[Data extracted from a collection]

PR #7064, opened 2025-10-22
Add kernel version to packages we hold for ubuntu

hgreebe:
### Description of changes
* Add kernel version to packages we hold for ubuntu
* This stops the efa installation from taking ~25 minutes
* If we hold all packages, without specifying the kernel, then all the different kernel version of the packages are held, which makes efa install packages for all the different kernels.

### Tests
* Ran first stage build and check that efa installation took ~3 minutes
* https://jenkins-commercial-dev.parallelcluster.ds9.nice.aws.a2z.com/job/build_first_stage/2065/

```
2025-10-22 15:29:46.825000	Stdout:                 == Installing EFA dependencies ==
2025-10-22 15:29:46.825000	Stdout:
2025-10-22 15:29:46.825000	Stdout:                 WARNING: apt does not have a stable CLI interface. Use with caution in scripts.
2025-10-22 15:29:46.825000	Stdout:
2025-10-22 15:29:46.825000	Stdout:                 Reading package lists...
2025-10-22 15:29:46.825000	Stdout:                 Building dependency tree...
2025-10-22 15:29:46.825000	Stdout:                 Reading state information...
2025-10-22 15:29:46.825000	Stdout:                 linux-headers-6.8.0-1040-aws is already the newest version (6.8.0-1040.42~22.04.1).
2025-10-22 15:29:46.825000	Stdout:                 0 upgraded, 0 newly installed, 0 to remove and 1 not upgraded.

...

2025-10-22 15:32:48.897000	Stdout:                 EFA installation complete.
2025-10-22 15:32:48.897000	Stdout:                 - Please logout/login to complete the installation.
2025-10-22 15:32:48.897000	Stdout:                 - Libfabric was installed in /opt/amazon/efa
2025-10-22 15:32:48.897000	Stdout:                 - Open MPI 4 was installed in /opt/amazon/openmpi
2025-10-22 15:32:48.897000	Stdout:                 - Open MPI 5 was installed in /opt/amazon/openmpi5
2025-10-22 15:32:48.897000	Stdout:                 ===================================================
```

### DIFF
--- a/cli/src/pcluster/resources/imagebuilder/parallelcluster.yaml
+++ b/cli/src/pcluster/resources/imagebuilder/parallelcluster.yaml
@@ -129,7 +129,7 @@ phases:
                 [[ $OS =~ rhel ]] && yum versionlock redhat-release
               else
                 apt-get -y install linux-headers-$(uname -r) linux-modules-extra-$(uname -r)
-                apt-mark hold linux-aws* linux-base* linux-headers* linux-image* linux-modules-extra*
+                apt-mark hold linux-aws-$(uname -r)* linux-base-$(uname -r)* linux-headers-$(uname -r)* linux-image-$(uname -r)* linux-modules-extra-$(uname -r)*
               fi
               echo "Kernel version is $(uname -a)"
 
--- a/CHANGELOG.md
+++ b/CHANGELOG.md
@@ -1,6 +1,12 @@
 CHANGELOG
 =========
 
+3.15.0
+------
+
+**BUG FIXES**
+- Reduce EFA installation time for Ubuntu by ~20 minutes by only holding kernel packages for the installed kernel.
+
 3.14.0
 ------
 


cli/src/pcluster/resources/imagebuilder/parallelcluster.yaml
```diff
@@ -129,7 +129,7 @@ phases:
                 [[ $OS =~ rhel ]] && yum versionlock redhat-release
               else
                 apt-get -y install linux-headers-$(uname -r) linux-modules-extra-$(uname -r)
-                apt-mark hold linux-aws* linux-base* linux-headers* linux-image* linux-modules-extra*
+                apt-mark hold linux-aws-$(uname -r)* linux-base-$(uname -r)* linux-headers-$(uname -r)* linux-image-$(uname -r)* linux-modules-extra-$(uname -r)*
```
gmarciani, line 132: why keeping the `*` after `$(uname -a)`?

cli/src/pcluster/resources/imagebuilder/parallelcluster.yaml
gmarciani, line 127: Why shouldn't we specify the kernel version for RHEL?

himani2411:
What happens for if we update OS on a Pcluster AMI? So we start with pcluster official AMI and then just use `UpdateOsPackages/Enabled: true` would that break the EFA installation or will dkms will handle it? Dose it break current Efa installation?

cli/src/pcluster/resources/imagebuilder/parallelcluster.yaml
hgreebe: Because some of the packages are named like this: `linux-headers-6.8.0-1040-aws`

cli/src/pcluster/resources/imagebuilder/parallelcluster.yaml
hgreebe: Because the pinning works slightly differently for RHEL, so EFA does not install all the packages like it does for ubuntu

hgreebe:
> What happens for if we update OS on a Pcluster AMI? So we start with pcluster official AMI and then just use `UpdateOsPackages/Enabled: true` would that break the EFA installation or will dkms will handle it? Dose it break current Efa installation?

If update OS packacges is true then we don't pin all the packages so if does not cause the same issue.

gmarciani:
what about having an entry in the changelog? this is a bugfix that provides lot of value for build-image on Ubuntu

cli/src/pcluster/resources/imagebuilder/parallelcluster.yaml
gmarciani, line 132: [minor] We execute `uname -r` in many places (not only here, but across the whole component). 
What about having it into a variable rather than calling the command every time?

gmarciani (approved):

WHAT TO DO ->
Show the lines of the records that include the string "only".

RESPONSE FOR THIS EXERCISE ->
+- Reduce EFA installation time for Ubuntu by ~20 minutes by only holding kernel packages for the installed kernel.
gmarciani, line 132: [minor] We execute `uname -r` in many places (not only here, but across the whole component). 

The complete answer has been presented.